Work task: Please give back the listing exactly as it reads.

Listed entries:
Issue #1182, opened 2021-01-27
Kube: expose ports and resolve service names internally


gtardif:
Services exposing public ports should be mapped to service type "LodBalancer"
This si not the case due to wrong heuristics on Compose project names (expecting project.Network to have zero entry, where it actually has 1 for "default"

Also, it seems services can't see each others, although service type "ClusterIP" is used by default as expected, if not LoadBalancer when exposing public ports.

PR #1196, opened 2021-01-28
Support exposing ports and cross-service communication

gtardif:

**What I did**
* Add headless service for internal cross-service communication
* Services exposing ports mapped to load-balancer
* add some unit tests
* Added a sample composefile that deploys successfuly on Desktop kube cluster

**Related issue**
Fixes https://github.com/docker/compose-cli/issues/1182

### DIFF
--- a/kube/charts/kubernetes/kube.go
+++ b/kube/charts/kubernetes/kube.go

Exercise result:
Issue #1182, opened 2021-01-27
Kube: expose ports and resolve service names internally


gtardif:
Services exposing public ports should be mapped to service type "LodBalancer"
This si not the case due to wrong heuristics on Compose project names (expecting project.Network to have zero entry, where it actually has 1 for "default"

Also, it seems services can't see each others, although service type "ClusterIP" is used by default as expected, if not LoadBalancer when exposing public ports.

PR #1196, opened 2021-01-28
Support exposing ports and cross-service communication

gtardif:

**What I did**
* Add headless service for internal cross-service communication
* Services exposing ports mapped to load-balancer
* add some unit tests
* Added a sample composefile that deploys successfuly on Desktop kube cluster

**Related issue**
Fixes https://github.com/docker/compose-cli/issues/1182

### DIFF
--- a/kube/charts/kubernetes/kube.go
+++ b/kube/charts/kubernetes/kube.go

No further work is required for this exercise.